The answer depends on what you mean by "directly." Work is underway to implement generic associated types (GATs), described in RFC #1598 and tracked in this tracking issue: rust-lang/rust#44265 Generic associated types are capable of representing the same type relationships as the higher kinded type class polymorphism in Haskell (for example) - what is normally called "HKT". But its not exactly the same feature, its just equally expressive.

There is no work underway on introducing a mechanism for polymorphism over higher kinded terms other than through generic associated types, and I don't currently see much impetus to add a separate faculty other than GATs.

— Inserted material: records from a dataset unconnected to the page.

Issue #1678, opened 2024-10-24
[jnigen][ffigen] Standardize filtering policy


liamappelbe:
In ffigen, when an API element is included by the config, all its transitive deps are also included. Eg, if the user asks for a class to be generated (and doesn't filter the methods), we generate bindings for all the methods and all the classes consumed or returned by those methods.

In jnigen, transitive deps are not included by default. Instead, if a method refers to a class that hasn't been explicitly requested by the user, it will be replaced by a `JObject` (or maybe a stub in future).

We should settle on one approach. I'm about to refactor ffigen's filtering, so now is a good time to think about it.

- Ffigen's approach leads to a huge amount of bindings being generated even when the user only asks for one class.
- Jnigen's approach means more iterative rounds of adding things to the config and regenerating the bindings.

@stuartmorgan Any opinions about which has been easier?

stuartmorgan:
I've been giving this some thought over the past couple of weeks; I don't think either is the ideal model, but my ideal would be much closer to jnigen's

ffigen's transitive behavior creates truly enormous files, which caused me no end of problems:
- I routinely was blocked or semi-blocked by generation bugs in edge cases that had *absolutely nothing* to do with the code I was trying to use, but couldn't not generate. Unless we believe we will achieve a completely bug-free state in the generator (I wouldn't want to bet on that), making orders of magnitude more code will make people orders of magnitude more likely to hit bugs.
- Giant files are awful. They are nearly impossible to navigate, they bog down IDEs, they bring the analyzer to its knees (e.g., very substantial lag in any warnings or errors showing up in my IDE after updating the generation), they make the formatter take forever (I know this one in particular is something we believe is fixed for the future), they make code search slower, etc. Basically, *any* tool—whether we own it or not—has a reasonable chance of struggling with code files of the sizes we are talking about, and we cannot expect that to change in the foreseeable future even if we fix some of the individual instances we control.

jnigen's approach made files that felt reasonable to read/navigate as a human, and didn't cause any tooling problems. There are a couple of issues (some of which I've filed issues for):
[...]

Issue #1462, opened 2024-08-26
Obj-C protocol conformance is dropped from types


stuartmorgan:
While migrating plugin code from native to Dart, at one intermediate stage I had this:

```objc
- (instancetype)initWithPlayerItem:(AVPlayerItem *)item
                      viewProvider:(id<FVPViewProvider>)viewProvider
                         AVFactory:(id<FVPAVFactory>)avFactory
                displayLinkFactory:(id<FVPDisplayLinkFactory>)displayLinkFactory;
```

which was turned into:

```dart
FVPVideoPlayer initWithPlayerItem_viewProvider_AVFactory_displayLinkFactory_(
      AVPlayerItem item,
      objc.ObjCObjectBase viewProvider,
      objc.ObjCObjectBase avFactory,
      objc.ObjCObjectBase displayLinkFactory)
```

Without any of the protocols in the types, it's incredibly easy to call incorrectly, and also much less self-documenting. Ideally Obj-C protocols would be reflected as Dart abstract interfaces that are `implements`'d.

liamappelbe:
We can experiment with this, but I held off doing it in the initial implementation for a few reasons:
1. Dart's interface checking is way stricter than ObjC's, so there will probably be use cases that would compile fine in ObjC that don't compile in Dart
2. Not all interfaces declare which protocols they implement, so I'd need to proactively check which protocols are implemented
3. I'm not sure how to handle protocols that have optional methods.
    - I suppose I could just make the codegenned protocol empty, so we get some type checking without actually verifying that the methods exist. You still wouldn't be able to call methods on the protocol from Dart land.
4. Also not sure how to handle args that implement multiple protocols: `- (void)method:(id<Foo, Bar>)obj;`
    - We could codegen a FooBar interface, but that gets complicated because now that's another interface that the implementation needs to implement. Better solution is probably to just take the first protocol and ignore the rest.

stuartmorgan:
> 1\. Dart's interface checking is way stricter than ObjC's, so there will probably be use cases that would compile fine in ObjC that don't compile in Dart.

Do you have an example of this to illustrate the kind of problem that would happen?

> 2\. Not all interfaces declare which protocols they implement, so I'd need to proactively check which protocols are implemented

Can you elaborate on this one? Are you talking about `conformsToProtocol:` runtime checks? If so, I wouldn't expect that to be reflected in the type system.

> 3\. I'm not sure how to handle protocols that have optional methods.
[...]

PR #1687, opened 2024-10-30
[ffigen] Add flags controlling how transitive deps are pulled in

liamappelbe:
Add `includeTransitiveObjCInterfaces` and `includeTransitiveObjCProtocols` flags to the config.

https://github.com/dart-lang/native/issues/1678

To understand these flags, there are 4 different kinds of AST nodes to think about:

- Nodes explicitly included by the config filters: `includes`
- Nodes referred to directly by the includes: `directTransitives`
- Nodes indirectly referred to by the includes: `transitives`
- Other nodes, which are never included in the bindings in any form

### `includeTransitiveObjCInterfaces`:
- Interfaces can be fully code-genned, stubbed, or omitted
- When this flag is true, `includes`, `directTransitives`, and `transitives` are all fully code-genned (this is the status quo behavior)
- When false, `includes` are fully code-genned, `directTransitives` are stubbed, and `transitives` are omitted
- Defaults to false, which is a breaking change.
- Super types of fully code-genned nodes are also fully code-genned, and super types of stubs are also stubs.

### `includeTransitiveObjCProtocols`:
- Protocols can be fully code-genned or omitted. There's no stubbing atm
- When this flag is true, `includes`, `directTransitives', and `transitives` are all fully code-genned
- When false, `includes` are fully code-genned, and `directTransitives` and `transitives` are omitted
- Defaults to false, which is consistent with existing behavior.
- Currently transitive deps due to methods are ignored. This is because of https://github.com/dart-lang/native/issues/1462


pkgs/ffigen/lib/src/visitor/visitor.dart
```diff
@@ -2,24 +2,34 @@
...
 final class Visitor {
-  Visitor(this._visitation) {
+  Visitor(this._visitation, {bool debug = false}) : _debug = debug {
     _visitation.visitor = this;
   }
 
   final Visitation _visitation;
   final _seen = <AstNode>{};
+  final bool _debug;
+  int _ind = 0;
```
HosseinYousefi, line 22: nit: better to write the full `_indentLevel`, I initially read it as `_index`

HosseinYousefi (approved):
LGTM! After your refactoring the changes are much nicer 👍

pkgs/ffigen/lib/src/visitor/visitor.dart
liamappelbe: Done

Niko Matsakis wrote a blog series exploring the relationship between GATs and HKT, the last post contains links to all the previous ones: http://smallcultfollowing.com/babysteps/blog/2016/11/09/associated-type-constructors-part-4-unifying-atc-and-hkt/ (he calls GATs "ATCs" in that series)

EDIT: Looking at Niko's blog post again, I strongly recommend it. Its an excellent representation of our thinking about HKT in Rust right now.

[steveklabnik]

@skeet70 i was typing a response but @withoutboats just beat me to it; GATs are not exactly this but can provide similar things.

"impl Trait in Traits" is also, in my understanding, equivalent to HKT.

It is true that we have no immediate plans to offer HKT directly at the time.